# Long hair........bad idea!!!!



## wellerfeller (Jul 12, 2011)

I have been letting wellers coat grow as I think he looks his best with a full coat but this year, his second, his coat is a bloody nightmare!!!!
Last time he had a full coat it was his puppy coat and for most of this year I have kept it on the shorter side. So have kept away with the clippers for months now, *BAD IDEA*. Although I regularly groom him, matts spring up from nowhere and have ended scalping the poor love to get rid of all the matts. Most of which I didn't find until going over him with the clippers. He looks very very naked and although he must feel better he is sulking, big time!
Worst of all were his feet and they stank.
So little word of advice, once your poo gets his/her adult coat, keep it shorter unless you can commit to lots and lots of grooming time, from my experience the adult coat matts in the blink of an eye
Please don't arrange any meets for a few weeks as I think weller will be too embrrassed to be seem out in public:behindsofa:


----------



## colpa110 (Jul 5, 2011)

Where's the photos Karen or would it be indecent!! I agree that
IMO poos always look nicer with a long coat but grooming CAN be a bugger...
and Betty hasn't even got her adult coat yet!!


----------



## Mogdog (Feb 6, 2011)

I think we need to see a photo Karen ... I'm sure all our poos have had to have a severe groom at some stage.

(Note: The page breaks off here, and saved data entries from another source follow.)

PR #7313, opened 2024-10-06
Allow tweaking multipliers for ammo

Miepee:
Fusion (and other games maybe too?) would benefit from changing missile tank weights.
I don't know if this needs a migration


henriquegemignani (approved):
Migration is technically needed to properly indicate that the file format changed schema and older versions of the app aren't fully compatible.

But we only care about migration for these formats to easily support people who have games on branches or whatever.

PR #1717, opened 2026-08-07
refactor/pre-midnight-clock-out-alert-modal

Deshan1100:
### Summary

-

### How to test

1.

### Project Checklist

  - [ ] Chrome
  - [ ] Firefox
  - [ ] Safari

#### Other

- [ ] New molecules added
- [ ] New pages(routes) added

### PR Checklist

### Additional Information
-


ThinuwanW (commented):
## 🤖 Claude Code Review

This PR migrates PreMidnightClockOutAlertModal from MUI Box/Stack/Typography + styles.ts to plain Tailwind markup, and moves the modal title into the SmallModal `modalHeader` via a new branch in TimeWidgetPopupController.getModalTitle(). The refactor is directionally correct and matches the newer Tailwind modal pattern used elsewhere (e.g. EnableLeavePoliciesConfirmModal, UpgradeModal), but it breaks the existing co-located unit test, drops some styling that was previously applied, and the new title branch is ordered ahead of the auto-clock-out branch in a state where both flags can legitimately be true at once.

Found **13** new issue(s): 🔴 3 important, 🟡 4 suggestion(s), 🟣 6 nit(s)

frontend/src/community/attendance/components/molecules/AttendanceModals/PreMidnightClockOutAlertModal/PreMidnightClockOutAlertModal.tsx
```diff
@@ -1,54 +1,35 @@
...
-import styles from "./styles";
-
 interface Props {
   closeModal: () => void;
 }
 
 const PreMidnightClockOutAlertModal: FC<Props> = ({ closeModal }) => {
   const translateText = useTranslator("attendanceModule", "timeWidget");
-  const classes = styles();
+
```
ThinuwanW, line 14: 🤖 **Claude** · 🔴 **Important**

📁 **File-level observation**

Breaks the existing co-located test. `PreMidnightClockOutAlertModal.test.tsx` (line 28) asserts `expect(screen.getByText("clockOutAlert")).toBeInTheDocument();`, but this PR removes the `clockOutAlert` Typography from the component (the title now lives in SmallModal's `modalHeader`, rendered by TimeWidgetPopupController). The test file was not touched in this PR, so `getByText` will throw and the suite will fail in CI. Fix: remove that assertion from the component test (the component no longer owns the title) and, if title coverage is still wanted, assert it in a TimeWidgetPopupController-level test instead.

frontend/src/community/attendance/components/organisms/TimeWidgetPopupController/TimeWidgetPopupController.tsx
```diff
@@ -111,6 +111,9 @@ const TimeWidgetPopupController = (): JSX.Element => {
     if (isAttendanceModalOpen && popupType === AttendancePopupTypes.CLOCK_IN) {
       return translateText(["clockInConfirmation"]);
     }
+    if (isPreMidnightClockOutAlertOpen) {
```
ThinuwanW, line 114: 🤖 **Claude** · 🔴 **Important**

The new `isPreMidnightClockOutAlertOpen` branch is placed *before* the `isAutoClockOutMidnightModalOpen` branch, but both flags can be true simultaneously. The pre-midnight alert is opened at 23:50 (line 76) and nothing clears `isPreMidnightClockOutAlertOpen` when the auto clock-out fires at 23:59:58 (line 100) — verified: the only writers of that flag are `setIsPreMidnightClockOutAlertOpen` in attendanceSlice and `handleClosePreMidnightModal`. If the user does not dismiss the alert within those ~8 minutes (precisely the away-from-desk scenario the alert exists for), `modalContent()` renders BOTH PreMidnightClockOutAlertModal and AutoClockOutMidnightModal stacked in one SmallModal, and the header now reads "Clock out alert !" instead of "Clocked out" — a behavioural regression versus before this PR, where the auto-clock-out title won. Fix: call `setIsPreMidnightClockOutAlertOpen(false)` inside the 23:59:58 timeout before `setIsAutoClockOutMidnightModalOpen(true)` (which also fixes the stacked-content bug), and/or move the `isAutoClockOutMidnightModalOpen` check above the new pre-midnight check so the more recent modal wins.

frontend/src/community/attendance/components/molecules/AttendanceModals/PreMidnightClockOutAlertModal/PreMidnightClockOutAlertModal.tsx
```diff
@@ -1,54 +1,35 @@
...
-              iconPosition="end"
-            >
-              {translateText(["ok"])}
-            </ButtonV2>
-          </Stack>
-        </Box>
-      </Box>
-    </>
+    <div>
+      <p className="body2 pb-4">{translateText(["clockOutAlertMessage"])}</p>
```
ThinuwanW: 🤖 **Claude** · 🟡 **Suggestion**

Styling lost in the migration. The deleted `styles.ts` `bodyText` applied `color: "#71717A"` and `textAlign: "center"`; the replacement `className="body2"` only carries font-size 14px / weight 400 (see styles/global.css `.body2`). The message now renders in the inherited (primary/black) colour and left-aligned. If the greyed, centred treatment was intended to be preserved, use `className="body2 text-secondary-text text-center"` — `--color-secondary-text: #52525b` is the closest existing theme token (global.css:59) and is the token other migrated modals use (e.g. GeofenceMap, AllFeaturesTable). If the colour/alignment change is a deliberate design update, ignore this.

frontend/src/community/attendance/components/molecules/AttendanceModals/PreMidnightClockOutAlertModal/PreMidnightClockOutAlertModal.tsx
```diff
@@ -1,54 +1,35 @@
...
+      <div className="flex justify-end gap-2 mt-4">
```
ThinuwanW: 🤖 **Claude** · 🟡 **Suggestion**

Button layout changed and is now inconsistent with its sibling modal. Previously the ButtonV2 sat in `<Stack spacing={2}>` (column flex, default `alignItems: stretch`), so it rendered full-width. `flex justify-end` makes it right-aligned and auto-width. AutoClockOutMidnightModal — which renders inside the *same* SmallModal from the same controller — still uses the full-width stacked buttons, so the two midnight modals will now look different. Either keep it full-width (`<div className="mt-4"><ButtonV2 .../></div>`) or migrate AutoClockOutMidnightModal in the same PR. Note also that SmallModal exposes a `buttons` prop (see EnableLeavePoliciesConfirmModal) which is the established way to render modal actions; it isn't usable here because TimeWidgetPopupController owns the SmallModal and multiplexes four different contents, so hand-rolling the footer inside `content` is acceptable — worth a comment so the next reader doesn't 'fix' it.

frontend/src/community/attendance/components/molecules/AttendanceModals/PreMidnightClockOutAlertModal/PreMidnightClockOutAlertModal.tsx
ThinuwanW: 🤖 **Claude** · 🟣 **Nit**

Double spacing between the message and the button: `pb-4` (1rem) on the `<p>` plus `mt-4` (1rem) on the button row collapses to 2rem of gap, whereas the previous `bodyText.pb: "1rem"` produced 1rem. Drop one of them — e.g. `className="body2"` on the `<p>` and keep `mt-4`, or use a single `flex flex-col gap-4` wrapper as EnableLeavePoliciesConfirmModal does.

frontend/src/community/attendance/components/molecules/AttendanceModals/PreMidnightClockOutAlertModal/PreMidnightClockOutAlertModal.tsx
```diff
@@ -1,54 +1,35 @@
...
-              icon={<Icon name={IconName.CHECK_ICON} />}
-              iconPosition="end"
-            >
-              {translateText(["ok"])}
-            </ButtonV2>
-          </Stack>
-        </Box>
-      </Box>
-    </>
+    <div>
```
ThinuwanW, line 20: 🤖 **Claude** · 🟣 **Nit**

The deleted `styles.ts` `bodyContainer` had `maxHeight: "50vh"; overflow: "auto"`, which is not reproduced in the new markup. The English string is short so this is unlikely to bite today, but longer translations (this key is user-facing and localised) on a short viewport could now overflow the modal instead of scrolling. Consider `className="max-h-[50vh] overflow-auto"` on the message wrapper if the scroll guard was intentional.

ThinuwanW, line 20: 🤖 **Claude** · 🟣 **Nit**

The outer `<div>` carries no classes and no semantics — it only exists to satisfy the single-root requirement, which the `<p>` + button row already need. Either give it the layout classes (e.g. `flex flex-col gap-4`, which would also resolve the double-spacing note above) or replace it with a `<>...</>` fragment.

frontend/src/community/attendance/components/organisms/TimeWidgetPopupController/TimeWidgetPopupController.tsx
```diff
@@ -111,6 +111,9 @@ const TimeWidgetPopupController = (): JSX.Element => {
...
+      return translateText(["clockOutAlert"]);
+    }
     if (isAutoClockOutMidnightModalOpen) {
```
ThinuwanW, line 117: 🤖 **Claude** · 🔴 **Important**

Beyond which *title* wins, the underlying state problem is that `isPreMidnightClockOutAlertOpen` and `isAutoClockOutMidnightModalOpen` are never made mutually exclusive, and this PR makes the consequences visible. The 23:59:58 effect calls `setIsAutoClockOutMidnightModalOpen(true)` without clearing the pre-midnight flag, so from 23:59:58 both flags are true and `modalContent()` renders BOTH `<PreMidnightClockOutAlertModal>` and `<AutoClockOutMidnightModal>` stacked inside the single `SmallModal` — the user sees "You will be clocked out in 10 minutes..." directly above "You have been clocked out...", plus three action buttons. Reordering the title branches does not fix this. Worse, `handleCloseModal` uses an if/else-if chain that clears only the first matching flag, so clicking Okay or the close (X) icon dismisses the alert but leaves `isAutoClockOutMidnightModalOpen` true and the `SmallModal` still open with residual content. Fix: in the second `useEffect` (the 23:59:58 timer), call `setIsPreMidnightClockOutAlertOpen(false)` immediately before `setIsAutoClockOutMidnightModalOpen(true)`; and change `handleCloseModal` to reset all three flags unconditionally rather than else-if, so the close handler can never leave the modal half-open. Same applies to the overlap with `isAttendanceModalOpen` — if the user has the clock-out confirmation open at 23:50 the alert body appears underneath it with no heading at all, since the title branches for `isAttendanceModalOpen` win.

frontend/src/community/attendance/components/molecules/AttendanceModals/PreMidnightClockOutAlertModal/PreMidnightClockOutAlertModal.tsx
ThinuwanW: 🤖 **Claude** · 🟡 **Suggestion**

The migration hand-rolls the modal footer inside `content` instead of using `SmallModal`'s `buttons` prop, which is the established convention for every other migrated modal in the codebase (see `SetHireDateModal.tsx:88`, `FolderNotEmptyModal.tsx:35`, `EnableLeavePoliciesConfirmModal.tsx:59`, `PolicyLeaveTypeActivationToggleButton.tsx:132` — all pass `buttons={{ buttonRight: { variant, onClick, icon, iconPosition, children } }}`). The consequence is that the exact class string `flex justify-end gap-2 mt-4` is now duplicated verbatim in two files (this line and `ClockOutModal.tsx:104`), and the footer will not pick up spacing/divider/responsive changes made in the design system. Because `TimeWidgetPopupController` owns a single shared `SmallModal`, moving to `buttons` requires the controller to build the button config per active modal (e.g. a `getModalButtons()` sibling to `getModalTitle()`); if that refactor is out of scope for this PR, at minimum extract the repeated footer row into a shared `ModalFooter` molecule so the two copies cannot drift.

frontend/src/community/attendance/components/molecules/AttendanceModals/PreMidnightClockOutAlertModal/PreMidnightClockOutAlertModal.tsx
```diff
@@ -1,54 +1,35 @@
...
+      <p className="body2 pb-4">{translateText(["clockOutAlertMessage"])}</p>
+      <div className="flex justify-end gap-2 mt-4">
+        <ButtonV2
+          onClick={handleOkay}
+          aria-label={translateText(["ok"])}
+          icon={<Icon name={IconName.CHECK_ICON} />}
```
ThinuwanW, line 26: 🤖 **Claude** · 🟡 **Suggestion**

Incomplete migration: the component now has zero MUI dependencies, but still routes its icon through the legacy `~community/common/components/atoms/Icon/Icon` + `IconName.CHECK_ICON` indirection. `Icon.tsx` is a 375-line barrel that eagerly `import`s ~200 individual icon components at module scope, so pulling it into an otherwise design-system-only component drags the entire icon set into this chunk — the exact pattern the guidelines call out under bundle size. Peer modals already migrated to `SmallModal` import the icon directly from the design system (`import { CheckIcon } from "@rootcodelabs/skapp-ui"`, see `PolicyLeaveTypeActivationToggleButton.tsx:2,146`). Replace `icon={<Icon name={IconName.CHECK_ICON} />}` with `icon={<CheckIcon />}` and drop the `Icon` / `IconName` imports.

frontend/src/community/attendance/components/molecules/AttendanceModals/PreMidnightClockOutAlertModal/PreMidnightClockOutAlertModal.tsx
```diff
@@ -1,54 +1,35 @@
...
-          </Stack>
-        </Box>
-      </Box>
-    </>
+    <div>
+      <p className="body2 pb-4">{translateText(["clockOutAlertMessage"])}</p>
+      <div className="flex justify-end gap-2 mt-4">
+        <ButtonV2
+          onClick={handleOkay}
+          aria-label={translateText(["ok"])}
```
ThinuwanW, line 25: 🤖 **Claude** · 🟣 **Nit**

Accessibility: `aria-label={translateText(["ok"])}` duplicates the button's own visible text content (`{translateText(["ok"])}` as children), so the accessible name is computed twice from the same string with no benefit — and the aria-label silently overrides the visible label, which is a WCAG 2.5.3 (Label in Name) hazard if the two ever diverge. The icon is purely decorative and should be hidden from the accessibility tree. Suggest dropping `aria-label` entirely and adding `aria-hidden="true"` to the icon element, matching `EnableLeavePoliciesConfirmModal.tsx:38`.

frontend/src/community/attendance/components/molecules/AttendanceModals/PreMidnightClockOutAlertModal/PreMidnightClockOutAlertModal.tsx
ThinuwanW: 🤖 **Claude** · 🟣 **Nit**

This modal appears unprompted on a timer (the 23:50 `setTimeout` in `TimeWidgetPopupController`) rather than in response to a user action, so screen-reader users get no announcement unless `SmallModal` moves focus into the dialog. Since the component is now plain markup rather than MUI (which handled some of this via the dialog role), consider adding `role="alert"` to the message paragraph so the warning is announced when it appears — the codebase already uses this pattern for time-sensitive text (`LeavePolicyWizard/BasicInfoStep.tsx:83` uses `<p role="alert" className="body2 ...">`). Flagging as a nit because it depends on what focus management `SmallModal` already provides.

frontend/src/community/attendance/components/molecules/AttendanceModals/PreMidnightClockOutAlertModal/PreMidnightClockOutAlertModal.tsx
```diff
@@ -1,54 +1,35 @@
...
-
 interface Props {
   closeModal: () => void;
 }
 
 const PreMidnightClockOutAlertModal: FC<Props> = ({ closeModal }) => {
   const translateText = useTranslator("attendanceModule", "timeWidget");
-  const classes = styles();
+
   const handleOkay = (): void => {
```
ThinuwanW, line 15: 🤖 **Claude** · 🟣 **Nit**

`handleOkay` is a zero-value wrapper — it takes no arguments and does nothing but call `closeModal()`. A refactor PR whose stated purpose is simplifying this component is the right moment to remove it and pass `onClick={closeModal}` directly, eliminating a new function identity on every render for no behavioural difference. (Peer modals such as `ClockOutModal.handleUndoClockOut` have the same redundancy, so this is consistent with existing code — hence a nit rather than a must-fix.)

frontend/src/community/attendance/components/molecules/AttendanceModals/PreMidnightClockOutAlertModal/PreMidnightClockOutAlertModal.tsx
Deshan1100: No need test

frontend/src/community/attendance/components/molecules/AttendanceModals/PreMidnightClockOutAlertModal/PreMidnightClockOutAlertModal.tsx
Deshan1100: Kept as previous

frontend/src/community/attendance/components/molecules/AttendanceModals/PreMidnightClockOutAlertModal/PreMidnightClockOutAlertModal.tsx
Deshan1100: No need this styles checked

Deshan1100: div updated align with new small modal

frontend/src/community/attendance/components/molecules/AttendanceModals/PreMidnightClockOutAlertModal/PreMidnightClockOutAlertModal.tsx
Deshan1100: No need to change it align with new design

Deshan1100: No need checkd

Deshan1100: kept as previous

frontend/src/community/attendance/components/organisms/TimeWidgetPopupController/TimeWidgetPopupController.tsx
Deshan1100: checked isPreMidnightClockOutAlertOpen modal first

frontend/src/community/attendance/components/organisms/TimeWidgetPopupController/TimeWidgetPopupController.tsx
Deshan1100: need this title checked

frontend/src/community/attendance/components/molecules/AttendanceModals/PreMidnightClockOutAlertModal/PreMidnightClockOutAlertModal.tsx
Deshan1100: changed as per the design need this icon

frontend/src/community/attendance/components/molecules/AttendanceModals/PreMidnightClockOutAlertModal/PreMidnightClockOutAlertModal.tsx
Deshan1100: kept as previous

frontend/src/community/attendance/components/molecules/AttendanceModals/PreMidnightClockOutAlertModal/PreMidnightClockOutAlertModal.tsx
Deshan1100: checked need this UI changes as per the new small modal

Deshan1100: need this styls for new small modal

shakila-kamalasena (approved):

frontend/src/community/attendance/components/molecules/AttendanceModals/PreMidnightClockOutAlertModal/PreMidnightClockOutAlertModal.tsx
shakila-kamalasena, line 26: Use skapp-ui's CheckTaskIcon

frontend/src/community/attendance/components/molecules/AttendanceModals/PreMidnightClockOutAlertModal/PreMidnightClockOutAlertModal.tsx
shakila-kamalasena: Do as this since its clean

shakila-kamalasena (changes requested):

frontend/src/community/attendance/components/molecules/AttendanceModals/PreMidnightClockOutAlertModal/PreMidnightClockOutAlertModal.tsx
Deshan1100: icon size not match as default not size prop exposed

frontend/src/community/attendance/components/molecules/AttendanceModals/PreMidnightClockOutAlertModal/PreMidnightClockOutAlertModal.tsx
Deshan1100: updated

shakila-kamalasena (approved):

akilarootcode (approved):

I also love the full coat but with Maisie it would be totally impractical ... she has candy floss hair that mats in the blink of an eye. Not sure about Bess yet as she's still got the puppy coat ... will have to wait and see ... shame they can't keep the puppy coat forever!  S x


----------



## M&M's mummy (Jul 12, 2011)

Monty says not to be embarrassed Weller as he has his coat clipped short and that the nice grooming lady does it for him  because when mummy & daddy tried it when he was younger it was more akin to a pudding basin haircut that kids had years ago and he lost all his street cred.


----------



## Sezra (May 20, 2011)

Definitely need a photo Karen! 

I need to do Daisy tonight as I have missed a couple of days. Hers keep springing up under her armpit area (I know they don't have arms but I don't know what to call that bit!  ). Maybe Daisy's will get like wellers? I must admit I am tempted to take her to the groomers after her season but worried what she might come back like. Our local groomer appears to only have one setting on her clippers judging by the local dogs around here who go! 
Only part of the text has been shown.